Orest Fyodorovich received love, understanding and support not only from his friends and companions but also from his family.
On August 24 (Old Style) or on September 5 (New Style), 1890 in the old comfortable Troitskaya church "a son of kollezhsky registrator" Orest Kostyurin and "a daughter of a retired non-commissioned officer" Olga Gerassimova got married. There are no wedding photographs but we can imagine the couple without them: fiance - a strong and handsome man of thirty with a nice small beard, and 25 year-old bride - slim, slight and with a dark plait. The priest Vladimir Sakharov and the old parish clerk Nikita Pushkarev performed the wedding ceremony. From the parish register we learned the names of those who were with a newly married couple at the high-day. The three of the four bailsmen required were exiles - Aleksandr Nikolayevich Fyodorov, Ivan Vassilyevich Emelyantsev and Vassily Loginovich Inkov. Each of them had already decided on an activity that defined their further life. A. Fyodorov had become a famous beekeeper and was known as a senior citizen; I.Emelyantsev had become a gold miner and a merchant. The founder and the owner of the first pharmacy in the city V.Inkov once was called "pharmacy assistant" - people kept calling him so for the rest of his life. When O.Kostyurin married O.Gerassimova he got in-laws. Olga Georgiyevna (more often they called her Olga Egorovna) had five brothers. Three of them became churchmen; a lot is written about Boris Gerassimov, the youngest of the brothers, a famous regional ethnographer, scientist and public figure. Apparently the brothers did not approve the sister's decision to marry a man whose lag was over about a year ago. But the fiance had also sisters: Feodossiya, Elizaveta and Aleksandra. They supported Olga and were on friendly terms.
How many children did Orest Fyodorovich have? According to the museum sources he had a son named Viktor. The son continued his father's business. He studied in Germany, returned to Ust Kamenogorsk and began to work as an engineer. According to old-timers, he took part in engineering the "Echo" ("Ekho") cinema. At a mature age Viktor proudly called himself a mechanic engineer. There's a book with the ex-libris of "mechanic engineer Viktor Orestovich Kostyurin" in the personal library of Ust Kamenogorsk citizen. When the father died and the workshop was plundered during the civil war the son tried to reopen it...
Viktor was the only son and in 1893 a girl baptized like her mother Olga was born.

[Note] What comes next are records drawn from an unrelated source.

PR #1301, opened 2026-06-09
fix: poll visible running reports by id

kalnik-a-a:
## Summary
- Replace Reports silent first-page polling with per-id refreshes for currently visible running report rows.
- Preserve loaded report order and unchanged row references during partial refreshes.
- Add regression coverage for hidden running rows, tail visible running rows, and polling stop after completion.

## Verification
- npm run test -w @owox/web -- src/pages/data-marts/reports/DataMartReportsPage.test.tsx
- npm run format:check -w @owox/web
- npm run type-check -w @owox/web
- npm run lint -w @owox/web

### DIFF
--- a/apps/web/src/pages/data-marts/reports/DataMartReportsPage.test.tsx
+++ b/apps/web/src/pages/data-marts/reports/DataMartReportsPage.test.tsx
@@ -487,9 +487,9 @@ describe('DataMartReportsPage', () => {
     expect(reportService.runReport).not.toHaveBeenCalled();
   });
 
-  it('polls project reports while any visible report is still running', async () => {
+  it('polls visible running reports by id', async () => {
     vi.useFakeTimers({ shouldAdvanceTime: true });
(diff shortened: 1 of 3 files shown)


apps/web/src/pages/data-marts/reports/DataMartReportsPage.test.tsx
```diff
@@ -502,8 +502,9 @@ describe('DataMartReportsPage', () => {
     await vi.advanceTimersByTimeAsync(5000);
```
max-voloshyn, line 502: 🟡 Non-blocking: This timer advancement pattern, also repeated in the new polling tests below, emits React `act(...)` warnings when running the targeted suite. The tests pass, but wrapping the fake-timer advancement/state flush in `act` would keep the output clean and make real warnings easier to spot.
🤖 Reviewed by Codex (GPT-5.5)

max-voloshyn (approved):

PR #1303, opened 2026-06-10
feat(data-marts): output controls for Snowflake data marts (filters, …

zapolsky:
…slices, sort, limit)

Adds filters / column slices / sort / limit to Snowflake reports, matching the Athena/BigQuery/Redshift feature already shipped. Uses "option B": the clause renderer inlines every value as a SQL literal (params always empty), so there is no bound-param plumbing and composeStatic's empty-params early-return covers it.

Snowflake-specific choices, all live-verified against a real account (28/28 integration):
- CONTAINS/STARTSWITH/ENDSWITH (never LIKE) so user %/_ stay literal
- REGEXP_INSTR(col, pat) > 0 for regex (RLIKE/REGEXP_LIKE full-anchor in Snowflake)
- backslash-first literal escaping (Snowflake honors backslash escape sequences)
- defensive CAST(<lit> AS DATE|TIME|TIMESTAMP) for date-typed comparisons
- LISTAGG(...) WITHIN GROUP (ORDER BY) for deterministic blended STRING_AGG
- two identifier escapers: the robust shared escaper for user-controlled column refs (injection-safe), the FQN-aware escaper for table names (hardened to throw on 4+-part input instead of returning raw)

Capability + web/extension mirrors updated; renderer/builder/blended unit specs, SQL-emission e2e, and a credential-gated live integration suite added. The live suite (snowflake.integration + the Snowflake block in http-data-real) is wired into the scheduled CI matrix in test-integration.yml; it skips green until the SNOWFLAKE_* secrets are configured. Changeset included.

### DIFF
--- a/.changeset/snowflake-output-controls.md
+++ b/.changeset/snowflake-output-controls.md
@@ -1,0 +1,7 @@
+---
+'owox': minor
+---
+
+# Add output controls for Snowflake data marts
+
+Add report-level output controls (filters, slices, sort, limit) for Snowflake data marts. Filter values are inlined as escaped SQL literals (Snowflake-correct backslash + quote escaping); substring matchers use CONTAINS/STARTSWITH/ENDSWITH (not LIKE) so user `%`/`_` stay literal, and regex uses `REGEXP_INSTR(...) > 0` for partial matching; date/time comparisons are CAST to the column type. Works for the web app and the Google Sheets extension.
--- a/.github/workflows/test-integration.yml
+++ b/.github/workflows/test-integration.yml
@@ -28,9 +28,11 @@ jobs:
             pattern: athena.integration
           - name: Redshift
             pattern: redshift.integration
+          - name: Snowflake
+            pattern: snowflake.integration
           - name: Databricks
             pattern: databricks.integration
-          - name: HTTP Data (Athena + BigQuery + Redshift + Databricks)
+          - name: HTTP Data (Athena + BigQuery + Redshift + Databricks + Snowflake)
             pattern: http-data-real
           - name: Report read (Athena)
             pattern: report-run-real
@@ -75,6 +77,14 @@ jobs:
           REDSHIFT_REGION: ${{ secrets.REDSHIFT_REGION }}
           REDSHIFT_WORKGROUP_NAME: ${{ secrets.REDSHIFT_WORKGROUP_NAME }}
           REDSHIFT_DATABASE: ${{ secrets.REDSHIFT_DATABASE }}
+          # Snowflake (PASSWORD auth = PAT in the password field; the account needs a
+          # network policy that permits GitHub Actions runners, or the auth will fail)
+          SNOWFLAKE_ACCOUNT: ${{ secrets.SNOWFLAKE_ACCOUNT }}
+          SNOWFLAKE_WAREHOUSE: ${{ secrets.SNOWFLAKE_WAREHOUSE }}
+          SNOWFLAKE_USERNAME: ${{ secrets.SNOWFLAKE_USERNAME }}
+          SNOWFLAKE_PASSWORD: ${{ secrets.SNOWFLAKE_PASSWORD }}
+          SNOWFLAKE_DATABASE: ${{ secrets.SNOWFLAKE_DATABASE }}
+          SNOWFLAKE_SCHEMA: ${{ secrets.SNOWFLAKE_SCHEMA }}
           # Databricks (PERSONAL_ACCESS_TOKEN auth; catalog + schema host the seed table)
           DATABRICKS_HOST: ${{ secrets.DATABRICKS_HOST }}
           DATABRICKS_HTTP_PATH: ${{ secrets.DATABRICKS_HTTP_PATH }}
--- a/apps/backend/src/data-marts/data-storage-types/snowflake/services/snowflake-blended-query-builder.ts
+++ b/apps/backend/src/data-marts/data-storage-types/snowflake/services/snowflake-blended-query-builder.ts
@@ -2,17 +2,32 @@ import { Injectable } from '@nestjs/common';
 import { DataStorageType } from '../../enums/data-storage-type.enum';
 import { AbstractBlendedQueryBuilder } from '../../interfaces/abstract-blended-query-builder';
 import { SqlClauseRenderer } from '../../utils/sql-clause-renderer';
+import { SnowflakeClauseRenderer } from './snowflake-clause-renderer';
 
 @Injectable()
 export class SnowflakeBlendedQueryBuilder extends AbstractBlendedQueryBuilder {
   readonly type = DataStorageType.SNOWFLAKE;
   protected readonly identifierQuoteChar = '"';
 
-  protected get clauseRenderer(): SqlClauseRenderer | null {
-    return null;
+  constructor(private readonly _renderer: SnowflakeClauseRenderer) {
+    super();
+  }
+
+  protected get clauseRenderer(): SqlClauseRenderer {
+    return this._renderer;
+  }
+
+  // Snowflake folds UNQUOTED identifiers to UPPERCASE, so the base class's bare return
+  // for simple names would miss the lowercase columns the OWOX connector creates (as
+  // quoted). Always quote — case-stable, and consistent with the non-blended builder.
+  protected quoteIdentifier(name: string): string {
+    const q = this.identifierQuoteChar;
+    return `${q}${name.split(q).join(q + q)}${q}`;
   }
 
   protected buildStringAgg(fieldName: string): string {
-    return `LISTAGG(CAST(${fieldName} AS VARCHAR), ', ')`;
+    // WITHIN GROUP (ORDER BY) makes the concatenation deterministic — Snowflake allows
+    // omitting it (Redshift requires it), but a stable order matches the Redshift sibling.
+    return `LISTAGG(CAST(${fieldName} AS VARCHAR), ', ') WITHIN GROUP (ORDER BY ${fieldName})`;
   }
 }
--- a/apps/backend/src/data-marts/data-storage-types/snowflake/services/snowflake-query.builder.ts
+++ b/apps/backend/src/data-marts/data-storage-types/snowflake/services/snowflake-query.builder.ts
@@ -1,4 +1,4 @@
-import { Injectable, NotImplementedException } from '@nestjs/common';
+import { Injectable } from '@nestjs/common';
 import { DataMartDefinition } from '../../../dto/schemas/data-mart-table-definitions/data-mart-definition';
 import {
   isConnectorDefinition,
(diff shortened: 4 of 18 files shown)


zapolsky:

> ℹ️ This PR is authored by the review-bot identity, so no formal approval review is submitted (GitHub blocks self-approval). The notes below are informational.

Clean, well-tested, security-conscious PR that mirrors the established Redshift output-controls pattern. **SQL / identifier injection was verified safe** — filter values use Snowflake-correct backslash-then-quote escaping (proven inert against breakout payloads), user-controlled column identifiers go through the shared escaper that quotes every dotted part, substring/regex operators avoid `LIKE`, date comparisons CAST to the normalized column type, and the `params: []` invariant is triple-guarded. The `escapeSnowflakeIdentifier` 4+-part raw passthrough is also hardened to fail closed. No controllers/facades touched. Only minor notes:

- `apps/backend/src/data-marts/data-storage-types/snowflake/services/snowflake-clause-renderer.ts:5` — The comment justifying the shared escaper says `escapeSnowflakeIdentifier` "returns 4+-part identifiers unescaped (a WHERE-injection)" — now stale, since this same PR changes that function to throw on 4+ parts (`snowflake-identifier.utils.ts:51`). The decision to use the shared escaper is still correct; just update the rationale so it doesn't imply live-injection behavior that no longer exists.
- `apps/backend/src/data-marts/data-storage-types/snowflake/services/snowflake-clause-renderer.ts:617` — The local `relative_date` n guard permits `n === 0` while the zod schema restricts n to `.positive()` (n ≥ 1). Intentionally looser defense-in-depth and matches the Redshift sibling exactly — consistent, no action required.
- `.changeset/snowflake-output-controls.md:8` — Uses single-quoted `'owox'` whereas sibling changesets (e.g. `add-athena-output-controls.md`) use double-quoted `"owox"`. Both valid YAML; purely cosmetic.

apps/backend/src/data-marts/data-storage-types/snowflake/utils/snowflake-identifier.utils.ts
```diff
@@ -48,8 +48,9 @@ export function escapeSnowflakeIdentifier(identifier: string): string {
     return `${database}.${quoteIdentifierPart(parts[1])}.${quoteIdentifierPart(parts[2])}`;
   }
 
-  // Fallback for unexpected format
-  return identifier;
+  // 4+ parts is never a valid Snowflake identifier (max is database.schema.table).
+  // Returning it raw would emit unescaped user input into SQL, so fail closed.
+  throw new Error(`Invalid Snowflake identifier (too many parts): "${identifier}"`);
```
romandubovyi: 🔵 **Question:** Failing closed here is right, but `fullyQualifiedName` is user-typed and flows into `buildQuery` → this function, so a 4-part input would now surface as a plain `Error` (likely an HTTP 500) instead of a 400. Does the definition dry-run validation reliably catch this earlier, or should this throw `BusinessViolationException` so the user gets a proper validation error?

apps/backend/test/integration/snowflake.integration.ts
```diff
@@ -0,0 +1,484 @@
...
+    }, 30000);
+
+    // -------------------------------------------------------------------------
+    // §0 PROBE 2 — CAST necessity
+    // -------------------------------------------------------------------------
+    // Does Snowflake accept a bare string literal in a TIMESTAMP_NTZ comparison
+    // without a CAST? The renderer currently emits CAST(...), but if bare literals
+    // work the defensive CAST could be dropped.
+
+    it('§0 PROBE 2 — CAST necessity: bare-literal date comparison on TIMESTAMP_NTZ', async () => {
```
romandubovyi: 💡 **Suggestion:** PROBE 2 only logs the bare-literal outcome without asserting it, and the renderer comment still says "(the live integration may relax this)". Since the live run has already happened, consider finalizing the decision now: either drop the defensive CAST, or declare it permanent and turn this probe into a regular assertion (removing the "may relax" note). Otherwise every scheduled CI run keeps executing an open question that nobody reads the answer to.

apps/backend/src/data-marts/data-storage-types/snowflake/services/snowflake-query.builder.ts
```diff
@@ -12,55 +12,113 @@ import {
...
+      'p',
+      resolveColumnType
+    );
+    const orderBy = this.clauseRenderer.renderOrderBy(queryOptions?.sort ?? []);
+    const limit = this.clauseRenderer.renderLimit(queryOptions?.limit ?? null);
+
+    // Snowflake inlines every literal — no path carries bound params. Fail fast if a
+    // fragment ever emitted one (the reader rejects parameterized sqlOverride).
+    const paramCount = where.params.length + orderBy.params.length + limit.params.length;
+    if (paramCount > 0) {
```
romandubovyi, line 60: ⚪ **Nit:** This guard looks unreachable: `SnowflakeClauseRenderer.validateFragment` already throws per-fragment inside `renderWhere`, and the base `renderOrderBy`/`renderLimit` never emit params. Fine to keep as defense-in-depth, but it could be dropped to avoid implying there's a path that produces params here.

apps/backend/test/integration/snowflake.integration.ts
```diff
@@ -0,0 +1,484 @@
...
+
+    // -------------------------------------------------------------------------
+    // §0 PROBE 1 — Backslash round-trip
+    // -------------------------------------------------------------------------
+    // Row 5 stores name = 'a\b' (one literal backslash).
+    // The renderer doubles backslashes → emits `'a\\b'` in SQL.
+    // Snowflake interprets `\\` as a single `\`, so the WHERE matches row 5.
+    // If escaping is wrong the result count is 0 and we fail loudly.
+
+    it('§0 PROBE 1 — backslash round-trip: eq "a\\b" → row 5 (count must be 1)', async () => {
```
romandubovyi, line 202: 🟢 **Praise:** Since option B makes literal escaping the only injection barrier, the depth of verification here is exactly right: live round-trips for backslash and single-quote escaping, dedicated malicious-value and malicious-column-name tests, and the fail-closed escaper change. This is the level of care inline-literal renderers usually lack.

apps/backend/src/data-marts/data-storage-types/snowflake/services/snowflake-blended-query-builder.ts
```diff
@@ -2,17 +2,32 @@ import { Injectable } from '@nestjs/common';
...
+  }
+
+  protected get clauseRenderer(): SqlClauseRenderer {
+    return this._renderer;
+  }
+
+  // Snowflake folds UNQUOTED identifiers to UPPERCASE, so the base class's bare return
+  // for simple names would miss the lowercase columns the OWOX connector creates (as
+  // quoted). Always quote — case-stable, and consistent with the non-blended builder.
+  protected quoteIdentifier(name: string): string {
```
max-voloshyn, line 23: 🔴 Blocking: This now quotes the CTE alias as "main", but AbstractBlendedQueryBuilder still emits the final query as FROM main and qualifies native fields as main."col". Snowflake folds those unquoted references to MAIN, so blended Snowflake reports with output controls produce SQL that cannot resolve the "main" CTE. I confirmed this branch generates: WITH "main" AS (...) SELECT main."a" FROM main WHERE main."a" = 1. Please quote the hardcoded main references consistently or avoid quoting the main CTE alias.
🤖 Reviewed by Codex (GPT-5.5)

.changeset/snowflake-output-controls.md
```diff
@@ -0,0 +1,7 @@
+---
+'owox': minor
+---
+
+# Add output controls for Snowflake data marts
+
+Add report-level output controls (filters, slices, sort, limit) for Snowflake data marts. Filter values are inlined as escaped SQL literals (Snowflake-correct backslash + quote escaping); substring matchers use CONTAINS/STARTSWITH/ENDSWITH and regex uses RLIKE so user `%`/`_` stay literal; date/time comparisons are CAST to the column type. Works for the web app and the Google Sheets extension.
```
max-voloshyn: 🟡 Non-blocking: The changeset says regex uses RLIKE, but SnowflakeClauseRenderer renders REGEXP_INSTR(...) > 0 / = 0. Please align the release note with the actual implementation so the published changelog does not document a different regex strategy.
🤖 Reviewed by Codex (GPT-5.5)

.github/workflows/test-integration.yml
```diff
@@ -73,6 +75,15 @@ jobs:
...
           REDSHIFT_DATABASE: ${{ secrets.REDSHIFT_DATABASE }}
+          # Snowflake (PASSWORD auth = PAT in the password field; the account needs a
+          # network policy that permits GitHub Actions runners, or the auth will fail)
+          SNOWFLAKE_ACCOUNT: ${{ secrets.SNOWFLAKE_ACCOUNT }}
+          SNOWFLAKE_WAREHOUSE: ${{ secrets.SNOWFLAKE_WAREHOUSE }}
+          SNOWFLAKE_USERNAME: ${{ secrets.SNOWFLAKE_USERNAME }}
+          SNOWFLAKE_PASSWORD: ${{ secrets.SNOWFLAKE_PASSWORD }}
+          SNOWFLAKE_DATABASE: ${{ secrets.SNOWFLAKE_DATABASE }}
+          SNOWFLAKE_SCHEMA: ${{ secrets.SNOWFLAKE_SCHEMA }}
+          SNOWFLAKE_ROLE: ${{ secrets.SNOWFLAKE_ROLE }}
```
max-voloshyn: 🟡 Non-blocking: Setting SNOWFLAKE_ROLE here currently has no effect because SnowflakeApiAdapter never copies config.role into the Snowflake SDK connection options. If the CI user needs this role to access SNOWFLAKE_DATABASE/SNOWFLAKE_SCHEMA, the new live suite still runs under the default role. Please wire the role into the adapter connection or remove this env/config path from the tests.
🤖 Reviewed by Codex (GPT-5.5)

apps/backend/src/data-marts/data-storage-types/snowflake/services/snowflake-blended-query-builder.ts
zapolsky: Good catch — fixed. The root cause was in `AbstractBlendedQueryBuilder`: it defined the home CTE as `"main"` but emitted bare `FROM main` / `main."col"` references. Every `main` reference now goes through `quoteIdentifier('main')`, so the definition and all references quote consistently — `WITH "main" AS (...) SELECT "main"."a" FROM "main" WHERE "main"."a" = 1`. It's a no-op for the case-insensitive engines (`quoteIdentifier('main')` stays bare there), and there's a new regression test asserting the consistent quoting.

.changeset/snowflake-output-controls.md
zapolsky: Fixed — the changeset now documents `REGEXP_INSTR(...) > 0` for regex, matching the renderer.

.github/workflows/test-integration.yml
zapolsky: You're right — the adapter never copies `config.role` into the SDK connection, so the env was a no-op. Dropped `SNOWFLAKE_ROLE` from the workflow and both integration suites. Actually wiring `config.role` into the adapter is a real (pre-existing) gap, but it's out of this PR's scope — tracking it as a separate follow-up.

apps/backend/src/data-marts/data-storage-types/snowflake/utils/snowflake-identifier.utils.ts
zapolsky: Good point — it now throws `BusinessViolationException` so a 4-part `fullyQualifiedName` surfaces as a 400 instead of a 500. The definition dry-run usually catches a bad FQN earlier, but this makes the fail-closed path return a proper validation error too.

apps/backend/test/integration/snowflake.integration.ts
zapolsky: Finalized: the CAST stays as defensive-only — the live run confirmed Snowflake also coerces a bare literal, so it's explicit-not-required. PROBE 2 now asserts the bare-literal form works, and the renderer's "may relax" note is removed.

apps/backend/src/data-marts/data-storage-types/snowflake/services/snowflake-query.builder.ts
zapolsky: Agreed it's unreachable today — keeping it as defense-in-depth since it documents the `params: []` invariant and matches the guard in the sibling builders.

PR #1304, opened 2026-06-10
feat(backend): show each column's description in Google Sheets header notes

laskevych:
## Problem

When a report is exported to Google Sheets, each imported column gets a note
on its header cell. We previously put the full provenance block (the user's
column description + ODM metadata: import time, data mart title, link) on the
**first** column only, and every other imported column got just a short
`--- Imported via OWOX Data Marts ---` marker.

That dropped the per-column **description** for every column except the first.
The Product Manager expects each column to keep its own `header.description`
in the note, so users can see what a column means from its header regardless
of its position in the range.

## Change

Non-first imported columns now carry their own `header.description` **before**
the ODM marker, mirroring how the first column places its description before
the full provenance block. The first column is unchanged (description + full
metadata); only the previously bare columns gain their description back.

Implementation:

- `SheetMetadataFormatter.buildImportedColumnMarker(description, isCommunityEdition)`
  now prepends the column description before the marker.
- Extracted a shared private `assembleColumnNote(description, infoBlock)` used
  by both `buildImportedColumnNote` (full block) and `buildImportedColumnMarker`
  (bare marker), so description placement, the blank-line separator, the
  description-length truncation, and the final note-size cap live in one place
  instead of being duplicated.
- `google-sheets-report-writer` passes `header.description` into the marker.

An empty/undefined description collapses to just the marker, so columns
without a description look exactly as before — no leading blank line.

## Result

Note on a **non-first** imported column:

**Before**
```
--- Imported via OWOX Data Marts ---
```

**After**
```
Total clicks per campaign

--- Imported via OWOX Data Marts ---
```

First-column note is unchanged:
```
Country of the user

--- Imported via OWOX Data Marts ---
Imported at 2026 Jun 10, 12:00:00 UTC
Data Mart: My Data Mart
Data Mart page: https://app.owox.com/ui/.../data-setup
```

## Tests

- `sheet-metadata-formatter.spec.ts`: `buildImportedColumnMarker` now covers
  description + marker, empty/undefined description → bare marker, the
  Community Edition suffix, and oversize-description truncation.
- `google-sheets-report-writer.spec.ts`: the per-column-note test now gives
  every column a description and asserts the first column's description reaches
  `buildImportedColumnNote` while each non-first column's description reaches
  `buildImportedColumnMarker`.
- All 48 unit tests in the two suites pass; ESLint and Prettier clean on the
  changed files.

### DIFF
--- a/.changeset/bigquery-large-view-memory.md
+++ b/.changeset/bigquery-large-view-memory.md
@@ -1,0 +1,7 @@
+---
+'owox': minor
+---
+
+# Faster and more reliable Google Sheets import from BigQuery views
+
+Data marts based on a BigQuery VIEW now import into Google Sheets faster and more reliably, even for very large datasets. Previously, large views could stop responding partway through and deliver no data at all; now rows are loaded steadily and the report completes successfully.
--- a/apps/backend/src/data-marts/data-destination-types/google-sheets/services/google-sheets-report-writer.spec.ts
+++ b/apps/backend/src/data-marts/data-destination-types/google-sheets/services/google-sheets-report-writer.spec.ts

The second daughter born in September 1894 was baptized Agafya: in 1898 Nadezhda was born. The youngest in the family Lyubasha who came into the world in 1902 did not live long: in 1904 many people died of scarlet fever in Ust Kamenogorsk.
Orest Fyodorovich himself lived 60 years which according to nowadays life expectancy is not so long. He died in November 1919. Till the last days of his life he was an example of hard work and eternal honesty in everything. He was a man of enterprise and decency; he was a talented organizer and a democratic man, he had a good sense and a kind heart.